Most CRM implementations fail because IT does a rotten job selling such systems to their intended users, according to Mike Muhney, the US inventor of the ACT contact management tool.
Muhney, who lectured an audience of CIOs on CRM failure in Auckland earlier this month, says poor system design is another obstacle to CRM success.
But the inability of IT managers to put themselves in the shoes of sales staff is the main reason CRM systems usually don’t deliver, he says.
“Salespeople are from Venus and IT isn’t even in the same galaxy,” says Muhney, who quotes a figure from market researcher Gartner of a 65% CRM project failure rate.
Typically, organisations embark on a CRM project lacking a CRM strategy and with no plan to create one, he says.
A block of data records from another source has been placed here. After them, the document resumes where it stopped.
PR #2182, opened 2023-04-21
✨[RUMF-1508] Provide stack trace for all uncaught exceptions

bcaudan:
## Motivation

Errors require a stack trace to be automatically grouped by error tracking.
When an uncaught exception is not an error instance, we don't provide a stack trace. 
However, in some cases some info can be retrieved from the [window.onerror handler arguments](https://developer.mozilla.org/en-US/docs/Web/API/Window/error_event#arguments).

## Changes

- Better handle non error instance:
  - Avoid to compute stack trace but build one from from handler arguments
  - Pass to the caller the thrown object instead of the message
- Used computed stack trace message only when it brings extra value (error instance or successfully parsed error message) 

## Testing

- [x] Local
- [x] Staging
- [x] Unit
- [ ] End to end

---

### DIFF
--- a/packages/core/src/domain/error/error.ts
+++ b/packages/core/src/domain/error/error.ts
@@ -31,11 +31,12 @@ export function computeRawError({
 }: RawErrorParams): RawError {
   const isErrorInstance = originalError instanceof Error
 
-  const message = stackTrace?.message
-    ? stackTrace.message
-    : !isErrorInstance
-    ? `${nonErrorPrefix} ${jsonStringify(sanitize(originalError))!}`
-    : 'Empty message'
+  const message =
+    stackTrace?.message && stackTrace?.name
+      ? stackTrace.message
+      : !isErrorInstance
+      ? `${nonErrorPrefix} ${jsonStringify(sanitize(originalError))!}`
+      : 'Empty message'
   const stack = hasUsableStack(isErrorInstance, stackTrace)
     ? toStackTraceString(stackTrace)
     : NO_ERROR_STACK_PRESENT_MESSAGE
--- a/packages/core/src/domain/error/error.ts
+++ b/packages/core/src/domain/error/error.ts
@@ -31,12 +31,7 @@ export function computeRawError({
 }: RawErrorParams): RawError {
   const isErrorInstance = originalError instanceof Error
 
-  const message =
-    stackTrace?.message && stackTrace?.name
-      ? stackTrace.message
-      : !isErrorInstance
-      ? `${nonErrorPrefix} ${jsonStringify(sanitize(originalError))!}`
-      : 'Empty message'
+  const message = computeMessage(stackTrace, isErrorInstance, nonErrorPrefix, originalError)
   const stack = hasUsableStack(isErrorInstance, stackTrace)
     ? toStackTraceString(stackTrace)
     : NO_ERROR_STACK_PRESENT_MESSAGE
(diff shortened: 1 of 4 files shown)


bcaudan:
* main
  * **PR #2179** <a href="https://app.graphite.dev/github/pr/DataDog/browser-sdk/2179" target="_blank">Graphite</a> 
    * **PR #2181** <a href="https://app.graphite.dev/github/pr/DataDog/browser-sdk/2181" target="_blank">Graphite</a> 
      * **PR #2182** <a href="https://app.graphite.dev/github/pr/DataDog/browser-sdk/2182" target="_blank">Graphite</a>  👈

This comment was auto-generated by [Graphite](https://app.graphite.dev/github/pr/DataDog/browser-sdk/2182?utm_source=stack-comment).

packages/core/src/domain/error/error.ts
```diff
@@ -31,11 +31,12 @@ export function computeRawError({
 }: RawErrorParams): RawError {
   const isErrorInstance = originalError instanceof Error
 
-  const message = stackTrace?.message
-    ? stackTrace.message
-    : !isErrorInstance
-    ? `${nonErrorPrefix} ${jsonStringify(sanitize(originalError))!}`
-    : 'Empty message'
+  const message =
+    stackTrace?.message && stackTrace?.name
```
BenoitZugmeyer, line 35: **💬 suggestion:** ‏I don't understand why we check for `stackTrace?.name` here. If this is now a required condition to consider whether we should take `message` into account, we could handle this when creating the `StackTrace` object and don't set a `stackTrace.message` if there is no `name`. WDYT?

packages/core/src/domain/tracekit/tracekit.ts
```diff
@@ -67,7 +67,7 @@ function instrumentOnError(callback: UnhandledErrorCallback) {
         message,
         stack,
       }
-      callback(stackTrace, messageObj)
+      callback(stackTrace, errorObj ?? messageObj)
```
BenoitZugmeyer, line 70: **💬 suggestion:** ‏this could be refactored like this:

```ts
let stackTrace: StackTrace
if (errorObj instanceof Error) {
     stackTrace = computeStackTrace(errorObj)
} else {
      const stack = [{ url, column, line }]
      const { name, message } = tryToParseMessage(messageObj)
      stackTrace = {
        name,
        message,
        stack,
      }
}
callback(stackTrace, errorObj ?? messageObj)
```

packages/core/src/domain/error/error.ts
bcaudan: > I don't understand why we check for `stackTrace?.name` here

The idea is that if we did not manage to get a name, it means that we are in a case where the message would not be great either and we already generate our own message for those ones. We need to add this extra check with the new path taken by non error uncaught exception.

> we could handle this when creating the StackTrace object and don't set a stackTrace.message if there is no name. WDYT?

For now, I tried to not impact tracekit logic/design that much but we could reduce several complexity spots reworking some parts and by making it more integrated with our own error logic.
I don't think that is the right time to do it though, I can collect some thoughts about that in a card for future us.
wdyt?

amortemousque (approved):

yannickadam (approved):

packages/core/src/domain/error/error.ts
BenoitZugmeyer: Okay. You could add a comment to give some context here, and maybe add a TODO to explain that we should rework tracekit design in the future.

bcaudan: comments added in https://github.com/DataDog/browser-sdk/pull/2182/commits/48e7bdff517a641f31699c43de4273a548c4bad1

“CRM is a strategic decision, not an IT project,” says Muhney. Without an overarching strategy, projects run into the barrier of a company culture at odds with the processes that CRM seeks to impose.
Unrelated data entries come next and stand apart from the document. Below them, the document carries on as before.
PR #2186, opened 2023-04-25
✨[RUMF-1573] allow to add modifiable field paths with beforeSend

bcaudan:
## Motivation

Prerequisite for error custom fingerprint

## Changes

- specify for each event type which field is modifiable and its type
- allow to add modifiable fields not present with beforeSend

## Testing

- [ ] Local
- [ ] Staging
- [x] Unit
- [ ] End to end

---

### DIFF
--- a/packages/rum-core/src/domain/limitModification.ts
+++ b/packages/rum-core/src/domain/limitModification.ts
@@ -1,7 +1,7 @@
 import { sanitize, deepClone, getType, objectEntries } from '@datadog/browser-core'
 import type { Context } from '@datadog/browser-core'
 
-export type ModifiableFieldPaths = { [path: string]: 'string' | 'object' }
+export type ModifiableFieldPaths = Record<string, 'string' | 'object'>
 
 /**
  * Current limitation:
@@ -53,10 +53,10 @@ function set(object: unknown, path: string, value: unknown) {
   }
 }
 
-function isValidObject(object: unknown): object is { [key: string]: unknown } {
+function isValidObject(object: unknown): object is Record<string, unknown> {
   return getType(object) === 'object'
 }
 
-function isValidObjectContaining(object: unknown, field: string): object is { [key: string]: unknown } {
+function isValidObjectContaining(object: unknown, field: string): object is Record<string, unknown> {
   return isValidObject(object) && Object.prototype.hasOwnProperty.call(object, field)
 }
--- a/packages/rum-core/src/domain/limitModification.spec.ts
+++ b/packages/rum-core/src/domain/limitModification.spec.ts
@@ -175,7 +175,7 @@ describe('limitModification', () => {
   })
 })
 
-function generateModifiableFieldPathsFrom(object: { [path: string]: string | object }) {
+function generateModifiableFieldPathsFrom(object: Record<string, string | object>) {
   const modifiableFieldPaths: ModifiableFieldPaths = {}
   objectEntries(object).forEach(([key, value]) => {
     modifiableFieldPaths[key] = typeof value as 'object' | 'string'


packages/rum-core/src/domain/assembly.ts
```diff
@@ -68,6 +65,33 @@ export function startRumAssembly(
   buildCommonContext: () => CommonContext,
   reportError: (error: RawError) => void
 ) {
+  MODIFIABLE_FIELD_PATHS_BY_EVENT = {
+    [RumEventType.VIEW]: VIEW_MODIFIABLE_FIELD_PATHS,
+    [RumEventType.ERROR]: assign(
+      {
+        'error.message': 'string',
+        'error.stack': 'string',
+        'error.resource.url': 'string',
```
bcaudan, line 74: From @yannickadam, see if we can retrieve some existing types rather than re-declaring it here

bcaudan:
* main
  * **PR #2186** <a href="https://app.graphite.dev/github/pr/DataDog/browser-sdk/2186" target="_blank">Graphite</a>  👈
    * **PR #2189** <a href="https://app.graphite.dev/github/pr/DataDog/browser-sdk/2189" target="_blank">Graphite</a> 

This comment was auto-generated by [Graphite](https://app.graphite.dev/github/pr/DataDog/browser-sdk/2186?utm_source=stack-comment).

packages/rum-core/src/domain/assembly.ts
bcaudan: Actually, it does not seem so since elsewhere it is only typings and here we need a value.

packages/rum-core/src/domain/assembly.ts
```diff
@@ -68,6 +65,33 @@ export function startRumAssembly(
   buildCommonContext: () => CommonContext,
   reportError: (error: RawError) => void
 ) {
+  MODIFIABLE_FIELD_PATHS_BY_EVENT = {
```
BenoitZugmeyer, line 68: **💬 suggestion:** ‏use camelcase for this variable


**❓ question:** ‏do we really need to detail each field for each event type? Isn't what we did before enough? I feel like this is extra verbose for not much benefit.

packages/rum-core/src/domain/limitModification.ts
```diff
@@ -53,6 +53,10 @@ function set(object: unknown, path: string, value: unknown) {
   }
 }
 
+function isValidObject(object: unknown): object is { [key: string]: unknown } {
+  return typeof object === 'object' && object !== null
```
BenoitZugmeyer, line 57: **💬 suggestion:** ‏this could be replaced with `getType(object) === 'object'`

yannickadam (approved):

packages/rum-core/src/domain/assembly.ts
bcaudan: > Isn't what we did before enough?

I started with it but with the new possibility of adding attributes that are not on the original object, I was concerned that we unexpectedly allow to add a modifiable attribute on the wrong event type.
I tried to express that with this test:  https://github.com/DataDog/browser-sdk/pull/2186/files#diff-0cc30fdbf6d153bf8bacf2743993dbfbe6cfc8441d98ec7cf714a6213614d393R246

wdyt?

packages/rum-core/src/domain/assembly.ts
yannickadam: 👍

packages/rum-core/src/domain/assembly.ts
BenoitZugmeyer: Ah right I understand that there is a higher change of misusing those fields now. Sounds good to me then!

BenoitZugmeyer (approved):

PR #2209, opened 2023-05-04
🐛 fix isolatedModules support

### LINKED ISSUE #2208: TypeScripts changes causes build issues
**Describe the bug**
Ever since version 4.40.0 (and I'm assuming the type changes that went in for it, our build system is broken. Here is the error I receive:

```
Error: node_modules/@datadog/browser-rum-core/cjs/domain/lifeCycle.d.ts(27,6): error TS2748: Cannot access ambient const enums when 'isolatedModules' is enabled.
```

**To Reproduce**
Not sure I can provide a repro case. My tsconfig for the project is
```
  "compilerOptions": {
    "allowSyntheticDefaultImports": true,
    "baseUrl": "src",
    "composite": true,
    "isolatedModules": true,
    "lib": ["DOM", "DOM.Iterable", "ESNext"],
    "module": "esnext",
    "moduleResolution": "node",
    "noEmit": true,
    "resolveJsonModule": true,
    "skipLibCheck": false,
    "sourceMap": false,
    "target": "ES6"
  },
```

**Expected behavior**
A breaking change like this should be done in a major version although I suspect this is a bug

BenoitZugmeyer:
## Motivation

Support TS projects using `isolatedModules: true` 

This PR fixes #2208.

“It becomes an issue for sales staff of ‘Do you want to me sell or do you want me to understand technology?’.”
The starting point of a successful CRM implementation is to demonstrate to the intended system users the benefits they’ll get from it. The next feature of CRM systems that work is user-friendliness, he says.
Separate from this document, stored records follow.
PR #2254, opened 2023-05-17
👷🐛 fix build_json2type

BenoitZugmeyer:
## Motivation

With yarn 3, the 'test/' folder is not present, so all built files are put directly in the 'dist/' folder instead of 'dist/src/'.

## Changes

Muhney warns against the “800-pound gorilla” approach to building a CRM system, giving users an overwhelming level of functionality, which he likens to drinking water from a firehose.
When Muhney asked his audience how many had embarked on CRM projects, just a handful of the 40 or so in the room had, although several were planning to.
The information chief at auctioneer Turners & Growers, Keith Jesson, was one who could report having done so. Jesson’s experience confirmed Muhney’s characterisation of CRM implementations as fraught with difficulty.
“Training was the issue,” says Jesson, in explaining that Turners & Growers’ project had “not worked that well”.